__Material provided__:
——
PR #1266, opened 2022-01-20
Support PHP 8.0

### LINKED ISSUE #1243: Tests fail and CI hangs on PHP 8

Happens with GitHub Actions CI builds, for example [this build](https://github.com/NatLibFi/Skosmos/runs/4156908570) for a recent PR.

1. Open a PR or perform some other action that will trigger a GitHub Actions CI build

Expected that CI test jobs on PHP8 should either pass (preferred) or at least fail gracefully, as I think they used to do earlier when we switched to GitHub Actions. Instead they get stuck apparently at 189/469 (with a great many errors at that point) and time out after 6 hours, so the whole build gets stuck for a very long time.

osma:

Trying to get Skosmos working on PHP 8.0

- Closes #1243

* upgrade willdurand/negotiation to 3.0.* which supports PHP8
* reenable GitHub Actions CI jobs for PHP 8.0
* upgrade php-actions/phpunit to v3 which is slightly newer than what we used before

* CI jobs for PHP 8.0 seem to be hanging (again, see #1243) so creating this as a draft PR for now

## Checklist

No new tests are necessary since there is no new functionality.

### DIFF
--- a/.github/workflows/ci.yml
+++ b/.github/workflows/ci.yml
@@ -5,6 +5,7 @@ on: [push]
 jobs:
   build-test:
     runs-on: ubuntu-latest
+    timeout-minutes: 10
     continue-on-error: ${{ matrix.experimental }}
     strategy:
       fail-fast: false
--- a/.github/workflows/ci.yml
+++ b/.github/workflows/ci.yml
@@ -9,7 +9,7 @@ jobs:
     strategy:
       fail-fast: false
       matrix:
-        php_version: [7.2, 7.3, 7.4]
+        php_version: [7.2, 7.3, 7.4, 8.0]
         experimental: [false]
 
     steps:
--- a/.github/workflows/ci.yml
+++ b/.github/workflows/ci.yml
@@ -60,6 +60,10 @@ jobs:
         CC_TEST_REPORTER_ID: fb98170a5c7ea9cc2bbab19ff26268335e6a11a4f8267ca935e5e8ff4624886c
       with:
         prefix: /app
+      # PHPUnit 8.5 doesn't support code coverage for PHP 8
+      if: ${{ matrix.php_version < "8.0" }}
 
     - name: Publish code coverage to Codecov
       uses: codecov/codecov-action@v1
+      # PHPUnit 8.5 doesn't support code coverage for PHP 8
+      if: ${{ matrix.php_version < "8.0" }}
--- a/.github/workflows/ci.yml
+++ b/.github/workflows/ci.yml
@@ -53,7 +53,6 @@ jobs:
         php_extensions: gettext intl xsl pcov
         memory_limit: 512M
         configuration: phpunit.xml
-        args: --verbose --debug
 
     - name: Publish code coverage to Code Climate
       uses: paambaati/codeclimate-action@v2.7.5
--- a/.github/workflows/ci.yml
+++ b/.github/workflows/ci.yml
@@ -43,7 +43,7 @@ jobs:
         php_extensions: gettext intl xsl pcov
 
     - name: Run PHPUnit tests
-      uses: php-actions/phpunit@91ff02a58932e63741157ea8c04e7e7077233537
+      uses: php-actions/phpunit@v3
       env:
         LANGUAGE: fr
       with:
--- a/.github/workflows/ci.yml
+++ b/.github/workflows/ci.yml
@@ -12,6 +12,9 @@ jobs:
       matrix:
         php_version: ["7.2", "7.3", "7.4", "8.0"]
         experimental: [false]
+        include:
+          - php_version: "8.1"
+            experimental: true
 
     steps:
     - name: Check out repository code
--- a/.github/workflows/ci.yml
+++ b/.github/workflows/ci.yml
@@ -10,7 +10,7 @@ jobs:
     strategy:
       fail-fast: false
       matrix:
-        php_version: [7.2, 7.3, 7.4, 8.0]
+        php_version: [7.2, 7.3, 7.4, 8.0.15]
         experimental: [false]
 
     steps:
--- a/.github/workflows/ci.yml
+++ b/.github/workflows/ci.yml
@@ -61,9 +61,9 @@ jobs:
       with:
         prefix: /app
       # PHPUnit 8.5 doesn't support code coverage for PHP 8
-      if: ${{ matrix.php_version < "8.0" }}
+      if: ${{ matrix.php_version < '8.0' }}
 
     - name: Publish code coverage to Codecov
       uses: codecov/codecov-action@v1
       # PHPUnit 8.5 doesn't support code coverage for PHP 8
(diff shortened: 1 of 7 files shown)


osma:
This is quite difficult to untangle - there are many problems here and some unfortunate interactions between them that make debugging very hard. Things I've found out so far:

- The PHPUnit configuration under GitHub Actions CI is not quite the same as when running PHPUnit locally. The CI environment wasn't using the `phpunit.xml` configuration file (now fixed in this PR) and also the `error_reporting` settings seem to be different. Basically, under CI the deprectation errors (E_DEPRECATED) were breaking tests, but this didn't happen when running test locally. These should be aligned - either deprecations should cause test failures everywhere (preferred) or in neither environment, if we decide so. Probably `error_reporting` should be set in `tests/bootstrap.php` so that it will be applied every time PHPUnit is run, regardless of environment.
- there are some deprecation errors in the Skosmos codebase, as well as in the Mockery library, because PHP 8.0 [deprecates the use of required parameters after optional parameters](https://php.watch/versions/8.0/deprecate-required-param-after-optional). These should probably be fixed in Skosmos code and the dependencies should be upgraded if possible.
- The CI environment was using an old version of PHP (8.0.6) because it had created the php-build images (for Composer and PHPUnit separately) in May 2021 and cached them as packages in the Skosmos repository. I just deleted the PHP 8 ones (but not php 7.x which are similarly old), to force the use of a newer PHP. Locally I'm using PHP 8.0.14 and 8.0.15 seems to be the newest available 8.0 release. **Update**: Now the CI environment seems to be using PHP 8.1.1, which is not what I wanted at all! The `ci.yml` requests `8.0` which should use the newest available 8.0.* version.
- The Http304 tests (which use ob_start) seem to be the ones getting stuck under CI. I disabled them (by skipping in setUp) in this PR for now.

osma:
——
Could you return the complete listing, word for word?

__Your response__:
PR #1266, opened 2022-01-20
Support PHP 8.0

### LINKED ISSUE #1243: Tests fail and CI hangs on PHP 8

Happens with GitHub Actions CI builds, for example [this build](https://github.com/NatLibFi/Skosmos/runs/4156908570) for a recent PR.

1. Open a PR or perform some other action that will trigger a GitHub Actions CI build

Expected that CI test jobs on PHP8 should either pass (preferred) or at least fail gracefully, as I think they used to do earlier when we switched to GitHub Actions. Instead they get stuck apparently at 189/469 (with a great many errors at that point) and time out after 6 hours, so the whole build gets stuck for a very long time.

osma:

Trying to get Skosmos working on PHP 8.0

- Closes #1243

* upgrade willdurand/negotiation to 3.0.* which supports PHP8
* reenable GitHub Actions CI jobs for PHP 8.0
* upgrade php-actions/phpunit to v3 which is slightly newer than what we used before

* CI jobs for PHP 8.0 seem to be hanging (again, see #1243) so creating this as a draft PR for now

## Checklist

No new tests are necessary since there is no new functionality.

### DIFF
--- a/.github/workflows/ci.yml
+++ b/.github/workflows/ci.yml
@@ -5,6 +5,7 @@ on: [push]
 jobs:
   build-test:
     runs-on: ubuntu-latest
+    timeout-minutes: 10
     continue-on-error: ${{ matrix.experimental }}
     strategy:
       fail-fast: false
--- a/.github/workflows/ci.yml
+++ b/.github/workflows/ci.yml
@@ -9,7 +9,7 @@ jobs:
     strategy:
       fail-fast: false
       matrix:
-        php_version: [7.2, 7.3, 7.4]
+        php_version: [7.2, 7.3, 7.4, 8.0]
         experimental: [false]
 
     steps:
--- a/.github/workflows/ci.yml
+++ b/.github/workflows/ci.yml
@@ -60,6 +60,10 @@ jobs:
         CC_TEST_REPORTER_ID: fb98170a5c7ea9cc2bbab19ff26268335e6a11a4f8267ca935e5e8ff4624886c
       with:
         prefix: /app
+      # PHPUnit 8.5 doesn't support code coverage for PHP 8
+      if: ${{ matrix.php_version < "8.0" }}
 
     - name: Publish code coverage to Codecov
       uses: codecov/codecov-action@v1
+      # PHPUnit 8.5 doesn't support code coverage for PHP 8
+      if: ${{ matrix.php_version < "8.0" }}
--- a/.github/workflows/ci.yml
+++ b/.github/workflows/ci.yml
@@ -53,7 +53,6 @@ jobs:
         php_extensions: gettext intl xsl pcov
         memory_limit: 512M
         configuration: phpunit.xml
-        args: --verbose --debug
 
     - name: Publish code coverage to Code Climate
       uses: paambaati/codeclimate-action@v2.7.5
--- a/.github/workflows/ci.yml
+++ b/.github/workflows/ci.yml
@@ -43,7 +43,7 @@ jobs:
         php_extensions: gettext intl xsl pcov
 
     - name: Run PHPUnit tests
-      uses: php-actions/phpunit@91ff02a58932e63741157ea8c04e7e7077233537
+      uses: php-actions/phpunit@v3
       env:
         LANGUAGE: fr
       with:
--- a/.github/workflows/ci.yml
+++ b/.github/workflows/ci.yml
@@ -12,6 +12,9 @@ jobs:
       matrix:
         php_version: ["7.2", "7.3", "7.4", "8.0"]
         experimental: [false]
+        include:
+          - php_version: "8.1"
+            experimental: true
 
     steps:
     - name: Check out repository code
--- a/.github/workflows/ci.yml
+++ b/.github/workflows/ci.yml
@@ -10,7 +10,7 @@ jobs:
     strategy:
       fail-fast: false
       matrix:
-        php_version: [7.2, 7.3, 7.4, 8.0]
+        php_version: [7.2, 7.3, 7.4, 8.0.15]
         experimental: [false]
 
     steps:
--- a/.github/workflows/ci.yml
+++ b/.github/workflows/ci.yml
@@ -61,9 +61,9 @@ jobs:
       with:
         prefix: /app
       # PHPUnit 8.5 doesn't support code coverage for PHP 8
-      if: ${{ matrix.php_version < "8.0" }}
+      if: ${{ matrix.php_version < '8.0' }}
 
     - name: Publish code coverage to Codecov
       uses: codecov/codecov-action@v1
       # PHPUnit 8.5 doesn't support code coverage for PHP 8
(diff shortened: 1 of 7 files shown)


osma:
This is quite difficult to untangle - there are many problems here and some unfortunate interactions between them that make debugging very hard. Things I've found out so far:

- The PHPUnit configuration under GitHub Actions CI is not quite the same as when running PHPUnit locally. The CI environment wasn't using the `phpunit.xml` configuration file (now fixed in this PR) and also the `error_reporting` settings seem to be different. Basically, under CI the deprectation errors (E_DEPRECATED) were breaking tests, but this didn't happen when running test locally. These should be aligned - either deprecations should cause test failures everywhere (preferred) or in neither environment, if we decide so. Probably `error_reporting` should be set in `tests/bootstrap.php` so that it will be applied every time PHPUnit is run, regardless of environment.
- there are some deprecation errors in the Skosmos codebase, as well as in the Mockery library, because PHP 8.0 [deprecates the use of required parameters after optional parameters](https://php.watch/versions/8.0/deprecate-required-param-after-optional). These should probably be fixed in Skosmos code and the dependencies should be upgraded if possible.
- The CI environment was using an old version of PHP (8.0.6) because it had created the php-build images (for Composer and PHPUnit separately) in May 2021 and cached them as packages in the Skosmos repository. I just deleted the PHP 8 ones (but not php 7.x which are similarly old), to force the use of a newer PHP. Locally I'm using PHP 8.0.14 and 8.0.15 seems to be the newest available 8.0 release. **Update**: Now the CI environment seems to be using PHP 8.1.1, which is not what I wanted at all! The `ci.yml` requests `8.0` which should use the newest available 8.0.* version.
- The Http304 tests (which use ob_start) seem to be the ones getting stuck under CI. I disabled them (by skipping in setUp) in this PR for now.

osma:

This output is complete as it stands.